## Activity
Report every line of the data where the string "knownError" appears.

## Data shown
┌────────

PR #793, opened 2018-04-14
Fix parameter order in extension functions in arrow-instances-core

pakoito:


pakoito:
@raulraja sequence is there on Traverse https://github.com/arrow-kt/arrow/blob/master/modules/core/arrow-typeclasses/src/main/kotlin/arrow/typeclasses/Traverse.kt#L23 

Or you mean for the instances?

raulraja:
I mean as extensions to the kinded versions of the actual data types. `ListK` for example has no `sequence`. All data types that can implement `traverse` and `sequence` should expose it as an operation over their concrete self without relying on the `Traverse` instance to derive it from `traverse` because in many cases people want to `sequence` now just simple concrete values like `ListK<DeferredK<A>> -> DeferredK<ListK<A>>` and they are using `traverse` because is the only combinator `ListK` exposes directly.

modules/core/arrow-instances-core/src/main/kotlin/arrow/instances/id.kt
```diff
@@ -101,8 +102,8 @@ interface IdFoldableInstance : Foldable<ForId> {
     fix().foldRight(lb, f)
 }
 
-fun <A, G, B> Id<A>.traverse(f: (A) -> Kind<G, B>, GA: Applicative<G>): Kind<G, Id<B>> = GA.run {
-  f(fix().value).map({ Id(it) })
+fun <A, G, B> Id<A>.traverse(GA: Applicative<G>, f: (A) -> Kind<G, B>): Kind<G, Id<B>> = GA.run {
```
nomisRev: `IdOf<A>` ?

modules/core/arrow-instances-core/src/main/kotlin/arrow/instances/try.kt
```diff
@@ -99,7 +100,7 @@ interface TryFoldableInstance : Foldable<ForTry> {
     fix().foldRight(lb, f)
 }
 
-fun <A, B, G> Try<A>.traverse(f: (A) -> Kind<G, B>, GA: Applicative<G>): Kind<G, Try<B>> = GA.run {
+fun <A, B, G> Try<A>.traverse(GA: Applicative<G>, f: (A) -> Kind<G, B>): Kind<G, Try<B>> = GA.run {
```
nomisRev: `TryOf<A>`?

PR #803, opened 2018-04-17
Improve Optics DSL with support for sum types and enable Each/At

nomisRev:
Quite a lot of stuff here :)

This will enable generation of DSL for sum types.

i.e. A (part of) JSON ADT

```kotlin
@optics sealed class Json 
@optics data class JsString(val string: string): Json()
@optics sealed class JsNumber : Json()  
@optics data class JsInt(val int: Int) : Json() 
@optics data class JsDouble(val double: Double) : Json() 
@optics data class JsArray(val value: List<Json>) : Json()

val jsArrayEach: Each<JsArray, Json> = object : Each<JsArray, Json> {
  override fun each(): Traversal<JsArray, Json> = jsArrayIso() compose ListTraversal()
}

val json: Json = JsArray(listOf(
  JsInt(1),
  JsString("Hello"),
  JsInt(2),
  JsInt(3),
  JsDouble(4.0)
))

json.setter().jsArray.every(jsArrayEach).jsInt.int.modify { it + 1 }
//JsArray(value=[JsInt(int=2), JsString(value=Hello), JsInt(int=3), JsInt(int=4), JsDouble(double=4.0)])
```

This also already shows the power of `every` which relies on `Each`. The name `every` comes from a discussion a while back for Helios, back then we still had lookups. Also in Helios we can hide `Each` from the user. I am however unsure if we should still name it `every` over `each` since the use of `Each` is much more prominent now and I'd prefer not to rename the `Each` typeclass. Thoughts?

Use of `At`:

```kotlin
@optics data class Db(val content: MapK<Keys, String>)

sealed class Keys
object One : Keys()
object Two : Keys()
object Three : Keys()
object Four : Keys()

val db = Db(mapOf(
  One to "one",
  Two to "two",
  Three to "three",
  Four to "four"
).k())

db.setter().content.at(MapK.at(), One).some.modify(String::reversed)
//Db(content=MapK(map={arrow.optics.One@a09ee92=eno, arrow.optics.Two@30f39991=two, arrow.optics.Three@452b3a41=three, arrow.optics.Four@4a574795=four}))
```

Finally I also did an attempt to improve error messages in the code gen.

@pakoito I did not add any way to enable `each.run {  data.list.every() } ` since I thought it didn't belong in the `Each`typeclass.


modules/core/arrow-annotations-processor/src/main/java/arrow/common/utils/ProcessorUtils.kt
```diff
@@ -47,13 +47,14 @@ interface ProcessorUtils : KotlinMetadataUtils {
   }
 
   fun getClassOrPackageDataWrapper(classElement: TypeElement): ClassOrPackageDataWrapper {
-    val metadata = classElement.kotlinMetadata ?: knownError("These annotations can only be used in Kotlin")
+    val metadata = classElement.kotlinMetadata ?: knownError("Arrow's annotations can only be used on Kotlin classes. Not valid for $classElement")
+
     return metadata.asClassOrPackageDataWrapper(classElement)
-      ?: knownError("This annotation can't be used on this element")
+      ?: knownError("Arrow's annotation can't be used on $classElement")
```
JorgeCastilloPrz: can't you get the potential binary name for this element (class name) from the `TypeElement` to include it in the error instead of the TypeElement instance reference? (`ProcessingEnvironment.getElementUtils().getBinaryName(TypeElement)`).

modules/core/arrow-annotations-processor/src/main/java/arrow/optics/BoundSetterGenerator.kt
```diff
@@ -41,16 +41,16 @@ class BoundSetterGenerator(
...
         |/**
         | * @receiver [${annotatedOptic.sourceClassName.removeBackticks()}] the instance you want to bind the dsl on.
         | * @return [$boundSetter] an intermediate optics that is bound to the instance.
         | */
         |fun ${annotatedOptic.sourceClassName}.setter() = $boundSetter(this, arrow.optics.PSetter.id())
         |""".trimMargin()
 
-  fun processBoundSetter(sourceClassName: String, targetName: String, targetClassName: String, sourceName: String) = """
-      |inline val <T> $boundSetter<T, $sourceClassName>.$targetName: $boundSetter<T, $targetClassName>
+  private fun processBoundSetter(sourceClassName: String, targetName: String, targetClassName: String, sourceName: String) = """
```
JorgeCastilloPrz: maybe reorder to `sourceName, sourceClassName, targetName, targetClassName` ? The args feel quite disordered now

modules/core/arrow-annotations-processor/src/main/java/arrow/optics/OpticsProcessor.kt
```diff
@@ -37,43 +39,19 @@ class OpticsProcessor : AbstractProcessor() {
...
-                logE("Only data classes can have DSL target", element); emptyList()
-              }
-
-            }
-          else -> targets
-        }
-
-        normalizedTargets.forEach { target ->
-
+        element.normalizedTargets().forEach { target ->
```
JorgeCastilloPrz: nice cleaning

modules/core/arrow-annotations-processor/src/main/java/arrow/optics/OpticsProcessor.kt
```diff
@@ -145,39 +109,84 @@ class OpticsProcessor : AbstractProcessor() {
...
     }
 
-    else -> {
-      logE("Isos can only be generated for data classes", element)
-      null
-    }
+    else -> null.also { logE(element.isoErrorMessage, element) }
   }
 
+  private val Element.otherClassTypeErrorMessage
```
JorgeCastilloPrz: Not a blocker, but could be better to move these to a separated `ErrorMessages.kt`or `ErrorSyntax.kt` file, IMO. After all, these functions don't seem highly tied / related to the processor class itself.

modules/core/arrow-instances-core/src/main/kotlin/arrow/instances/either.kt
```diff
@@ -74,7 +74,7 @@ fun <G, A, B, C> EitherOf<A, B>.traverse(f: (B) -> Kind<G, C>, GA: Applicative<G
 interface EitherTraverseInstance<L> : EitherFoldableInstance<L>, Traverse<EitherPartialOf<L>> {
 
   override fun <G, A, B> Kind<EitherPartialOf<L>, A>.traverse(AP: Applicative<G>, f: (A) -> Kind<G, B>): Kind<G, Kind<EitherPartialOf<L>, B>> =
-    fix().traverse(f, AP)
+    traverse(f, AP)
```
JorgeCastilloPrz: is this due to typeclass methods defined as extfuns on top of kinds now?

modules/core/arrow-instances-core/src/main/kotlin/arrow/instances/try.kt
```diff
@@ -99,7 +99,7 @@ interface TryFoldableInstance : Foldable<ForTry> {
     fix().foldRight(lb, f)
 }
 
-fun <A, B, G> Try<A>.traverse(f: (A) -> Kind<G, B>, GA: Applicative<G>): Kind<G, Try<B>> = GA.run {
+fun <A, B, G> TryOf<A>.traverse(f: (A) -> Kind<G, B>, GA: Applicative<G>): Kind<G, Try<B>> = GA.run {
```
JorgeCastilloPrz: Ok, I guess it is.

modules/docs/arrow-docs/docs/docs/optics/syntax/README.md
```diff
@@ -12,14 +12,10 @@ To avoid boilerplate Arrow can generate this property-like dsl using `@optics` a
...
 
-@optics
-data class Street(val number: Int, val name: String)
-@optics
-data class Address(val city: String, val street: Street)
-@optics
-data class Company(val name: String, val address: Address)
-@optics
-data class Employee(val name: String, val company: Company?)
+@optics data class Street(val number: Int, val name: String)
```
JorgeCastilloPrz: Is it mandatory to annotate each one of the implementations of the sum type (sealed class) to generate the optics for each ? Shouldn't we be able to generate optics for all the implementations on the sealed hierarchy if you just annotate the parent sealed class itself?

modules/docs/arrow-docs/docs/docs/optics/syntax/README.md
```diff
@@ -33,6 +29,35 @@ val employee = Employee("John Doe", Company("Kategory", Address("Functional city
...
+when (networkResult) {
+  is HttpError -> networkResult.copy(f(networkResult.message))
+  else -> networkResult
+}
+```
+
+We can rewrite this code with our generated dsl.
+
+```kotlin:ank
+networkResult.setter().networkError.httpError.message.modify(f)
```
JorgeCastilloPrz: why is it `setter().networkError.httpError` and not `setter().httpError` ? How `networkError` is required here if we just want to set the new modified message value when the type is `HttpError` ?

modules/optics/arrow-optics/src/main/kotlin/arrow/optics/docs_wip.kt
```diff
@@ -0,0 +1,76 @@
+package arrow.optics
```
JorgeCastilloPrz: why is this docs helper file (or that's how it looks like) inside of the optics module and not the docs one?

modules/docs/arrow-docs/docs/docs/optics/syntax/README.md
nomisRev: That is because of the nested hierarchy of the sealed classes.

We need to compose `Prism<NetworkResult, NetworkError>` with `Prism<NetworkError, HttpError>` to get `Prism<NeworkResult, HttpError>`.

modules/docs/arrow-docs/docs/docs/optics/syntax/README.md
nomisRev: Yes, it is. Otherwise, it might get complex really quickly.

Given the network example, what is generated?

```
@optics sealed class NetworkResult
data class Success(val content: String): NetworkResult()
sealed class NetworkError: NetworkResult()
data class HttpError(val message: String): NetworkError()
object TimeOut: NetworkError()
```

Does it generate `Prism<NetworkResult, Success>`, `Prism<NetworkResult, NetworkError>` and everything applicable to `Success`? Or does it also generate everything for `HttpError` and Prisms for `NetworkError`?

What happens if I pass arguments to `@optics`? i.e. what happens if I change it to `@optics([LENS])`? Does it fail because I cannot generate `Lens` for NetworkResult? Or does it generate a `Lens` for `Success` and doesn't complain? What happens in same scenario when `sealed class` only contains `object` and thus cannot generate any `Lens`?

We will create a ton of edge cases which I think will be extremely confusing for the users.

modules/core/arrow-instances-core/src/main/kotlin/arrow/instances/try.kt
nomisRev: Actually, it's already fixed in #793.

modules/core/arrow-annotations-processor/src/main/java/arrow/common/utils/ProcessorUtils.kt
nomisRev: Actually for

```kotlin
@instance(String::class)
interface StringEqInstance : Eq<String> {
  override fun String.eqv(b: String): Boolean = this == b
}
```

it prints `e: error: Arrow's annotations can only be used on Kotlin classes. Not valid for java.lang.String`. Not sure if that's what you wanted?

`toString()` is correctly implemented for `Element` and it thus prints the class names.

JorgeCastilloPrz: no, I was expecting to get the same but for the annotated class itself, like `arrow.StringEqInstance`. Are you calling it for the `classElement` argument?

modules/docs/arrow-docs/docs/docs/optics/syntax/README.md
JorgeCastilloPrz: Fair enough

modules/docs/arrow-docs/docs/docs/optics/syntax/README.md
JorgeCastilloPrz: Yeah I've noticed now that there's a second level of inheritance there.

modules/core/arrow-annotations-processor/src/main/java/arrow/common/utils/ProcessorUtils.kt
```diff
@@ -47,7 +47,8 @@ interface ProcessorUtils : KotlinMetadataUtils {
   }
 
   fun getClassOrPackageDataWrapper(classElement: TypeElement): ClassOrPackageDataWrapper {
-    val metadata = classElement.kotlinMetadata ?: knownError("Arrow's annotations can only be used on Kotlin classes. Not valid for $classElement")
+    val metadata = classElement.kotlinMetadata
```
JorgeCastilloPrz: what's the code style we're using for this repo?

nomisRev: Not sure. I reformatted project with 2 spaces in my last commit and it moved this on two lines. Since I was unsure what the project style is for this case I left it so.

modules/core/arrow-annotations-processor/src/main/java/arrow/common/utils/ProcessorUtils.kt
nomisRev: Yes, that makes sense. We need to improve error message.

I tried to write an `Each` instance for `String` and got `This annotation can't be used on this element`. So I made a small change to improve what we currently have.

We should, however, improve error message for all processors but that doesn't belong in this PR. I would go as far as provide clear custom messages for each error case.

In this case something like.

```
e: error: @instance cannot be used for java.lang.String (or even better kotlin.String)

interface StringEqInstance : Eq<String>
                  ^

Cannot generate instance method for arrow.data.instances.StringEqInstance.
```

nomisRev:
@raulraja I added scoped syntax as discussed on Slack. https://github.com/arrow-kt/arrow/pull/803/files#diff-43ed86ff2970e9668758930fe702b695R81

I initially didn't add any scoped syntax for `Each` and `At` because it creates a dependency on `BoundSetter`. Which can be argued that it might not belong in a typeclass. However, we decided that the benefit outweighs the possible downside.

raulraja:
Awesome cleanup :clap:

JorgeCastilloPrz:
Looks good @nomisRev :)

└────────

## Final answer
-    val metadata = classElement.kotlinMetadata ?: knownError("These annotations can only be used in Kotlin")
+    val metadata = classElement.kotlinMetadata ?: knownError("Arrow's annotations can only be used on Kotlin classes. Not valid for $classElement")
-      ?: knownError("This annotation can't be used on this element")
+      ?: knownError("Arrow's annotation can't be used on $classElement")
-    val metadata = classElement.kotlinMetadata ?: knownError("Arrow's annotations can only be used on Kotlin classes. Not valid for $classElement")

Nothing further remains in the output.